* _EXERCISE GOAL_:
Produce a copy of every line in the records that holds the string "strings".

[Stored items]
PR #400, opened 2020-10-13
[Feature] Search input clear and submit

aappoalander:
## Description
This PR aligns SearchInput implementation with current designs and add a clear and a submit button to the component. In addition this PR introduces a major refactor with breaking changes for the component making it only available with Suomi.fi styles and disconnected from TextInput.

In addition, this PR adds new internal components that should be taken into use for other components as well. LabelText component is for input labels above input elements and StatusText is for input status descriptions below the inputs.

## Motivation and Context

Designs had a search button and a clear button for SearchInput. In addition, SearchInput was heavily dependent on TextInput implementation which made maintenance difficult.

## How Has This Been Tested?
Tested with Styleguidist, CRA TS, SSR app and with Windows and Mac browsers / screen readers.

While testing a couple of bugs were found. First one causing inputs with content to read previous element's texts when focused. This bug only concerns Chromium based browsers with VoiceOver and has been reported to Apple. The second one causing following elements to be read after typing to input and clearing the contents using tab+enter. Only concerns Firefox and VoiceOver and has been reported to Mozilla.

## Release notes
- Breaking Change: Multiple API and functionality changes for SearchInput (see #400 ).


src/core/Form/SearchInput/SearchInput.baseStyles.tsx
```diff
@@ -1,44 +1,158 @@
...
-  }: TokensAndTheme & Omit<TextInputProps, 'labelText' | 'status'>) => css`
+  }: TokensAndTheme &
+    Omit<
+      SearchInputProps,
+      'labelText' | 'clearButtonLabel' | 'searchButtonLabel'
+    >) => css`
     &.fi-search-input {
       ${font({ theme })('bodyText')}
       display: inline-block;
-      width: ${fullWidth
```
aappoalander, line 16: Tämä muutos pitäisi tehdä myös TextInputiin.

src/core/Form/SearchInput/SearchInput.tsx
```diff
@@ -1,47 +1,265 @@
...
+      conditionalSetState('');
+      setTimeout(() => {
+        if (this.inputRef.current) {
+          this.inputRef.current.focus();
+        }
+      }, 100);
+    };
+
+    const onKeyPress = (event: React.KeyboardEvent<HTMLInputElement>) => {
+      if (!!this.state.value && event?.key === 'Enter') {
```
aappoalander, line 164: Should we allow searching with empty strings?

aappoalander: Actually, we can't since the design pattern does not allow it either.

LJKaski: That's something I'd leave to whoever writes the search function anyway.

src/core/Form/SearchInput/SearchInput.tsx
```diff
@@ -1,47 +1,265 @@
...
+  searchButton: `${baseClassName}_button-search`,
+  searchIcon: `${baseClassName}_button-search-icon`,
+  clearButton: `${baseClassName}_button-clear`,
+  clearIcon: `${baseClassName}_button-clear-icon`,
+};
 
-export interface SearchInputProps extends Omit<TextInputProps, 'status'> {
-  status?: 'default' | 'error';
+interface SearchInputState {
+  value: string | number | string[] | undefined;
```
ketsappi, line 85: Could the `StateValue` type  used here? 
It seems to have the same possible values listed and name indicates that it is the same thing.

src/core/Form/StatusText/StatusText.tsx
```diff
@@ -0,0 +1,62 @@
...
+      })}
+    >
+      {children}
+    </HtmlSpan>
+  ),
+)`
+  ${(tokens) => baseStyles(withSuomifiDefaultProps(tokens))}
+`;
+
+export class StatusText extends Component<StatusTextProps> {
```
ketsappi, line 52: Would be good to mention these new components, StatusText and LabelText, in the PR description somewhere.
Better if those could have been introduced in separate PR, but no need to split them now.

src/core/Form/LabelText/LabelText.baseStyles.tsx
```diff
@@ -0,0 +1,18 @@
+import { css } from 'styled-components';
+import { LabelTextProps } from './LabelText';
+import { withSuomifiTheme, TokensAndTheme } from '../../theme';
+import { font } from '../../theme/reset';
+import { Omit } from '../../../utils/typescript';
+
+export const baseStyles = withSuomifiTheme(
+  ({ theme }: TokensAndTheme & Omit<LabelTextProps, 'children'>) => css`
```
ketsappi, line 8: Are there any need to Omit anything as there seems to be no props in use from the `LabelTextProps` so it might be dropped totally?

src/core/Form/LabelText/LabelText.tsx
```diff
@@ -0,0 +1,76 @@
...
+  children: ReactNode;
+  /** Custom class name for styling and customizing  */
+  className?: string;
+  /** Hide or show label. Label element is always present, but can be visually hidden.
+   * @default visible
+   */
+  labelMode?: LabelMode;
+  /** Label span props */
+  labelSpanProps?: HtmlSpanProps;
+  /** Render the wrapping element as anohter element */
```
ketsappi, line 26: Typo `anohter` --> `another`

src/core/Form/SearchInput/SearchInput.tsx
```diff
@@ -1,47 +1,265 @@
...
 const baseClassName = 'fi-search-input';
-const iconBaseClassName = `${baseClassName}_icon`;
+const searchInputClassNames = {
+  fullWidth: `${baseClassName}--full-width`,
+  error: `${baseClassName}--error`,
+  notEmpty: `${baseClassName}--not-empty`,
+  inputElement: `${baseClassName}_input`,
+  inputElementContainer: `${baseClassName}_input-element-container`,
+  functionalityContainer: `${baseClassName}_functionality-container`,
+  button: `${baseClassName}_button`,
```
ketsappi, line 77: Do buttons need this common classname? 
Could it then also be nice to have one common for icons, like `button-icon`?

src/core/Form/SearchInput/SearchInput.tsx
```diff
@@ -1,47 +1,265 @@
...
+      }
+    };
+
+    const onClear = () => {
+      conditionalSetState('');
+      setTimeout(() => {
+        if (this.inputRef.current) {
+          this.inputRef.current.focus();
+        }
+      }, 100);
```
ketsappi, line 160: Is the chosen `100ms` some standard or why that amount is chosen? 
Just thought that are there some cases that it should be higher to work correctly 🤔

src/core/Form/SearchInput/SearchInput.tsx
```diff
@@ -1,47 +1,265 @@
...
+                conditionalSetState(event.currentTarget.value);
+              }}
+              onKeyPress={onKeyPress}
+            />
+          </HtmlDiv>
+          <HtmlButton {...clearButtonProps}>
+            <VisuallyHidden>{clearButtonLabel}</VisuallyHidden>
+            <Icon
+              aria-hidden={true}
+              icon="close"
```
ketsappi, line 237: Not issue of this PR, but should we have separate icons for clear and close?

src/core/Form/SearchInput/SearchInput.tsx
aappoalander: Cannot be done. Design blocks it since we show the activated button and clear button only after content has been added. Or we have to activate the search button onFocus and disable it onBlur which does not leave the decision for the users/developers either.

src/core/Form/StatusText/StatusText.tsx
aappoalander: Agreed, but did it this way because of the work process. Didn't actually know what was needed until everything was pieced together.

src/core/Form/LabelText/LabelText.baseStyles.tsx
aappoalander: I'll check if it works.

aappoalander: Probably legacy since it had the fullWidth prop in use.

src/core/Form/SearchInput/SearchInput.tsx
aappoalander: Shared button styles are applied this way, I guess it would be possible to arrange the styles in a different way as well by extending. Icons do not share styles so common classname would only serve the purpose of custom styling which in my opinion should not be allowed in this case.

src/core/Form/SearchInput/SearchInput.tsx
aappoalander: It's just a guess. So small that it's barely noticeable, but leaves enough time for re-rendering the component after state change (clear) before moving focus. This way screen readers read the new value rather than what was in the input before clearing.

There would probably be a better way for doing this, but that involves managed state transitions and probably some boolean logic to move focus to input with useLayoutEffect if a clear flag has been set => This kind of state transitioning would require thorough planning and a uniform way for handling for the whole library and is not worth it for this case in my opinion. If something fails, the focus is either not moved, or the old value could be read - so nothing should break in any case.

src/core/Form/SearchInput/SearchInput.tsx
aappoalander: Maybe, but I guess it's the same one in the designs as well.

src/core/Form/SearchInput/SearchInput.tsx
aappoalander: Yeah, should also probably rename it since it's exported with the interface. Maybe SearchInputStateValue etc.

src/core/Form/StatusText/StatusText.tsx
aappoalander: Will add to PR description.

src/core/Form/SearchInput/SearchInput.tsx
aappoalander: Renamed to SearchInputValue and also used for the line above.

src/core/Form/StatusText/StatusText.tsx
aappoalander: Added.

src/core/Form/LabelText/LabelText.baseStyles.tsx
aappoalander: Seems to work without it as well, removed.

src/core/Form/LabelText/LabelText.tsx
aappoalander: Fixed.

src/core/Form/SearchInput/SearchInput.tsx
ketsappi: Okay, it sounds good to leave as it is now.

src/core/Form/SearchInput/SearchInput.tsx
ketsappi: We also discussed this case separately and we did not see reasons to make changes to the current implementation for now.

src/core/Form/SearchInput/SearchInput.tsx
ketsappi: Yes, let's leave those like currently and adjust later if new icons will come for both.

ketsappi (approved):

src/core/Form/SearchInput/SearchInput.tsx
LJKaski: Good point. No searching with empty strings then.

src/core/Form/StatusText/StatusText.tsx
```diff
@@ -0,0 +1,62 @@
...
+    className,
+    children,
+    tokens,
+    status,
+    ...passProps
+  }: StatusTextProps & InternalTokensProp) => (
+    <HtmlSpan
+      {...passProps}
+      className={classnames(className, baseClassName, {
+        [statusTextClassNames.error]: status === 'error',
```
LJKaski, line 42: Should the success class be added as well, just to account for all the possible values of the InputStatus?

src/core/Form/SearchInput/SearchInput.baseStyles.tsx
aappoalander: Ticket added to backlog.

src/core/Form/StatusText/StatusText.tsx
aappoalander: I'd leave this for the following issues when this is taken into use for components supporting this. Currently only used for SearchInput and it has a limited API only supporting error and default statuses.

LJKaski: That's fine for me for now. It's already good progress that it exists now :)

LJKaski (approved):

* _REPLY_:
aappoalander, line 164: Should we allow searching with empty strings?
LJKaski: Good point. No searching with empty strings then.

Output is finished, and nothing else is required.